John Saville, Maurice Dobb, Hill'in "bize tarihsel tutkuyu öğretti dediği" Dona Torr ve
Past&Present'in örgütleyicisi ve diğer yazarlarının o olmadan dergi çıkmaz dediği John
Morris grubun diğer etkili üyeleridir. Yazarların kitaplarına yapılan kolektif katkılar,
1952'de hiç bir şekilde partinin yayın organı olarak adlandırılmayacak olan Past&Present
dergisinin yayınlanması gibi yayın çalışmalarının olduğu ve Hobsbawm'ın anlatımıyla
canlı, sert eleştirilerin yapıldığı ve eleştiriyi kabullenmekten çekinilmeyen, İngiltere'de ve
dünyanın diğer bölgelerindeki tarihçilerden kendilerini yalıtmaktan ziyade her zaman
onlarla köprüler kurmaya çalışan bir kolektif hüviyetine bürünür Komünist Parti Tarihçiler
Grubu. Ancak, grubun partinin doğrudan müdahalesine izin verilmeyen ve iki tarafında
birbirlerinden özerkliğini koruduğu; kısacası bir "resmi parti çizgisi"nin olmadığı bir yapısı
vardır. Burada iki temel çizgi, söz konusu tarihçilerin yirmin yüzyıl parti ve işçi hareketi
tarihine dair çalışma yapmamasıdır. SBKP'de 20. Kongre açılımından sonra grubun birçok
üyesi, E. P. Thompson ' un siyasal konum itibariyle bize uzak ama her zaman arkadaşça
kaldı, dediği Hobsbawm dışında, İngiltere Komünist Partisi'nden istifa ederler. Fiiliyatta
grup dağılmıştır; ancak üyelerinin gerek daha sonraki çalışmalarının, gerekse en önemlisi
Past&Present olmakla birlikte çeşitli dergilerde ortaklaşmalarının gösterdiği gibi 19461956 döneminin ilkelerine ve mirasına sadık kalmaya devam ederler. Dahası, gerek
İngiltere gerekse de dünya tarihine ampirik ve kuramsal (bu ikisini özellikle İngiliz
Marksist tarihçiler için ayırmak ölümcül bir hata olur; ancak bu ayrımı özellikle
Thompson'un Althusser'le olan ünlü polemiğini vurgulamak için yaptım) katkıları ortak
çabalarının en önemli göstergeleridir.
Peki, nedir bu kolektif katkı? Haye'nin kitabının bu en önemli kısmını şöyle
özetleyebilirim: İlkin, tarihçilik alanının en az diğer sosyal bilimler, özellikle sosyoloji
kadar, kurama dair bir alan olduğu; bir başka deyişle, tarihin farklı disiplinlerdeki
kuramsal çalışmaların bir uygulama alanı olmadığı; hatta bu kuramların tarih dışında bir
anlamı olmadığıdır. İkincisi, ise ortak meseleleri, yani kapitalizmin iktisadi, kültürel,
toplumsal kökenleridir.

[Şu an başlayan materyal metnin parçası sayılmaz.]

PR #270, opened 2024-05-10
fix: update flag to use clientside id based on selected sdk

k3llymariee:
we'll now send a PATCH request to update the flag if/when the user chooses a client-side sdk. flags created with the go client already support mobile keys [by default](https://github.com/launchdarkly/api-client-go/blob/ea6705ab8a49db1755fdcc47ad60e04cec85eed9/model_client_side_availability_post.go#L19-L24).


internal/quickstart/show_sdk_instructions.go
```diff
@@ -98,6 +105,10 @@ func (m showSDKInstructionsModel) Init() tea.Cmd {
 		cmds = append(cmds, fetchEnv(m.environmentsClient, m.accessToken, m.baseUri, defaultEnvKey, defaultProjKey))
 	}
 
+	if m.sdkKind == clientSideSDK {
```
k3llymariee, line 108: interestingly all the flags we create using the go sdk [have mobile keys enabled by default](https://github.com/launchdarkly/api-client-go/blob/ea6705ab8a49db1755fdcc47ad60e04cec85eed9/model_client_side_availability_post.go#L19-L24)

dbolson (approved):

PR #273, opened 2024-05-10
fix: update usage template to only show flags when present

k3llymariee:
updates the operation usage template to only show a header for required/optional flags if they're actually there. also removes the template for resources in favor of this singular template now. 

truly don't know if this is the Best Way to handle this as I'm not familiar with templates, but it works!

before:
image

after:
image

and also resources work now too, though to be honest I don't know how `Flags:` is showing up there 🤔 
image

### DIFF
--- a/cmd/resources/resources.go
+++ b/cmd/resources/resources.go
@@ -210,7 +210,7 @@ func NewResourceCmd(
 		},
 	}
 
-	cmd.SetUsageTemplate(getResourceUsageTemplate())
+	cmd.SetUsageTemplate(OperationUsageTemplate())
 	parentCmd.AddCommand(cmd)
 	parentCmd.Annotations[resourceName] = "resource"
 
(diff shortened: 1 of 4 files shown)


cmd/resources/resources.go
```diff
@@ -210,7 +210,7 @@ func NewResourceCmd(
 		},
 	}
 
-	cmd.SetUsageTemplate(getResourceUsageTemplate())
+	cmd.SetUsageTemplate(OperationUsageTemplate())
```
dbolson, line 213: Is this still an accurate name, or should we rename it to not be resource- or operation-specific?

dbolson (approved):

cmd/resources/resources.go
k3llymariee: yeah maybe `SubcommandUsageTemplate`?

PR #275, opened 2024-05-13
fix: remove bad template func

k3llymariee:
broke the template with my last commit


cmd/resources/resources.go
```diff
@@ -384,7 +384,7 @@ Available Commands:{{range $cmds}}{{if (or .IsAvailableCommand (eq .Name "help")
   {{rpad .Name .NamePadding }} {{.Short}}{{end}}{{end}}{{end}}{{if not .AllChildCommandsHaveGroup}}
 
 Additional Commands:{{range $cmds}}{{if (and (eq .GroupID "") (or .IsAvailableCommand (eq .Name "help")))}}
-  {{rpad .Name .NamePadding }} {{.Short}}{{end}}{{end}}{{end}}{{end}}{{end}}{{if .HasAvailableLocalFlags}}{{if gt (len WrappedRequiredFlagUsages .) 0}}
```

Ancak, bu kökenlere dair çalışmalarında önemli olan, bu alanları
Althusserci anlamda farklı birbirinden özerk kerteler olarak değil, bir bütünlük algısı
üzerinden incelemeleridir. Bununla bağlantılı olarak üçüncüsü, altyapı-üstyapı
metaforunun yerine toplumsal bütünlük fikrini analizlerinin en temel yöntemi olarak
kullanmalarıdır. Dördüncüsü, inceledikleri tarihsel dönemi "aşağıdan" okumaları, ancak
kültürelcilikten uzak, alt sınıflara kendiliğinden bir özgünlük atfederek değil, dönemin
yapısal sınırlan çerçevesinde ve diğer sınıflarla ilişkileri içerisinde alt sınıfların kendi
tarihlerini nasıl inşa ettiklerine odaklanmalarıdır. Bir başka deyişle, tarihin merkezine
insan deneyimini, deneyim kavramını yapı-özne gerilimini çözecek bir kategori olarak
kullanarak, sınıf eylemlerinde, sınıf mücadelesinde somutlaşan bir süreç olarak
koymalarıdır.
İngiliz Marksist tarihçilerin çalışmalarında kanımca en kritik yan budur. Somut tarihin
somut aktörleri olan insanı, bizleri ezen, hiç bir yere kıpırdamamıza izin vermeden
belirleyen yapılar fikri yerine, sınıf mücadelelerini analizlerinin odak noktası yapmalarının
hem genel anlamda tarihçilikte, hem de özellikle Marksist tarihçilikte çığır açtığı
fikrindeyim. Kaye'nin kitabı ise bu çığırı bize hem hikayesiyle hem de tartışmaların odak
noktalarına belirli sorunsallar üzerinden yaklaşımıyla akıcı bir biçimde sunuyor. Tarihçiler
ile söyleşilerin, bibliyografik kitapların bir hayli fazla yayımlandığı ülkemizde, umarım
Kaye'nin kitabı da layık olduğu ilgiyi görür.